Перед обедом Рибар сказал:
– Я достал у друзей бутылочку отличной сливовицы, и мы ее сейчас разопьем.
Старуха подала на стол отварной картофель с приправой из жареного лука, кислое молоко.
Хозяин разлил сливовицу по маленьким стаканчикам.
– За встречу и за дружбу! – сказал он.
Чокнулись и выпили. Рибар предложил новый тост:
– За партизан! За тех, кто сложил свои головы. За мою жену Лолу…
Когда выпили, послышался стук в дверь. Рибар вышел из-за стола в прихожую и через несколько секунд вернулся.
– Среди вас детского врача нет? – спросил он.
– Нет-нет! – ответил Ожогин.
– Значит, я не ошибся.
Выждав некоторое время, чтобы хозяин не мог связать их уход с появлением посыльного Золотовича, друзья объявили, что им надо обязательно попасть в советскую комендатуру, и покинули дом. На другом конце квартала их ожидал человек Золотовича с забинтованной рукой.
Часа через полтора-два Ожогин, Грязнов и Ризаматов уже беседовали с советским комендантом в звании майора. В их карманах лежали обещанные Клифтоном удостоверения, югославские ордена, грамоты к ним и советские деньги, врученные Золотовичем.
– Выходит, отвоевались? – улыбнулся майор, возвращая просмотренные документы. – Насчет вас я получил предписание из Белграда. Можете не волноваться: завтра будете в Москве. Скажите свой адрес. Я раненько утром пришлю машину, а то до аэродрома далеко. А пока отдыхайте.
…Как и в прошлую ночь, хозяин разостлал на полу плотный войлок, покрыл его грубошерстным одеялом, простынями, положил подушки.
– Ложитесь пораньше, коли рано вставать, – посоветовал он и ушел во вторую комнату.
Друзья улеглись, и почти сразу в комнате водворилась тишина.
Никита Родионович проснулся от чьего-то прикосновения и, открыв глаза, увидел перед собой склонившегося хозяина с лампой в руке. Он был бос, в ночном белье.
– Я бы очень хотел поговорить с вами – ведь завтра вас уже не будет… Я попрошу вас о маленькой любезности…

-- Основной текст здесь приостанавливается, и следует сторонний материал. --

PR #4874, opened 2026-02-17
Not raising an error when JWT token is given for Neuphonic

alexshelkov:


livekit-plugins/livekit-plugins-neuphonic/livekit/plugins/neuphonic/tts.py
```diff
@@ -101,7 +102,7 @@ def __init__(
             num_channels=1,
         )
         neuphonic_api_key = api_key or os.environ.get("NEUPHONIC_API_KEY")
-        if not neuphonic_api_key:
+        if not neuphonic_api_key and not jwt_token:
             raise ValueError(
                 "Neuphonic API key is required, either as argument or set"
```
Johanna-Ulin: Maybe chnage the message to: "Neuphonic API key or JWT token is required, either as argument or set NEUPHONIC_API_KEY environment variable"

livekit-plugins/livekit-plugins-neuphonic/livekit/plugins/neuphonic/tts.py
```diff
@@ -228,9 +233,14 @@ def __init__(
...
         try:
+            if self._opts.api_key:
+                headers = {API_AUTH_HEADER: self._opts.api_key}
+            else:
+                headers = None
+
             async with self._tts._ensure_session().post(
                 f"{self._opts.base_url}/sse/speak/{self._opts.lang_code}",
-                headers={API_AUTH_HEADER: self._opts.api_key},
+                headers=headers,
```
chenghao-mou, line 249: QQ: for SSE endpoint, no auth would be sent even if JWT token is provided. Is this expected?

alexshelkov: Yes that is ok

chenghao-mou: I think we should just raise a `ValueError` when `api_key` is missing when calling `synthesize`. Users often call `session.say` separately so it should be immediately clear that an api key is needed too.

alexshelkov: Ok, makes sense. I added that check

Не задавая вопросов, Ожогин быстро встал, оделся.
Сели за стол. Некоторое время молчали. Хозяин, видимо, думал, с чего начать.
Наконец, преодолев внутреннее волнение, он заговорил нерешительно, полушепотом:
– Почему я решил сказать вам кое-что? Я думал, много думал. Прошедшую ночь я не спал, все думал… Ведь вы русские, советские, там у вас все ясно… и мне вы можете поверить. То, что вам совершенно ясно, здесь нам, мне, в частности, и кое-кому из моих друзей, очень неясно и даже непонятно…
Ожогин, напрягаясь, вслушивался в слова Рибара.
– У меня была жена. Я жил с ней четырнадцать лет. Мы вместе были в партизанском отряде. Она была связной и в прошлом году бесследно исчезла.
– Как?
– Так… исчезла. Она пошла с пакетом к Ранковичу и не вернулась… Нет-нет, – видя, что Ожогин хочет задать еще вопрос, предупредил он, – в пути она не погибла. Я все узнал после… Она дошла, вручила пакет Ранковичу, а потом… потом ее расстреляли. Она была коммунистка. Я в нее верил, как в себя… Но это мое личное дело. Вы можете по-всякому думать… Я уже все пережил, перестрадал. Но если бы только это было непонятно! Если бы только это! За нею, за женой, было одно преступление…
– То есть?
– Она отказалась выполнять секретные поручения американского капитана Рейда. Вам это непонятно, но так было. Рейд являлся представителем США при главном партизанском штабе в Хорватии. Он дважды вызывал жену, и дважды она отказалась от его поручений. Так неужели за это?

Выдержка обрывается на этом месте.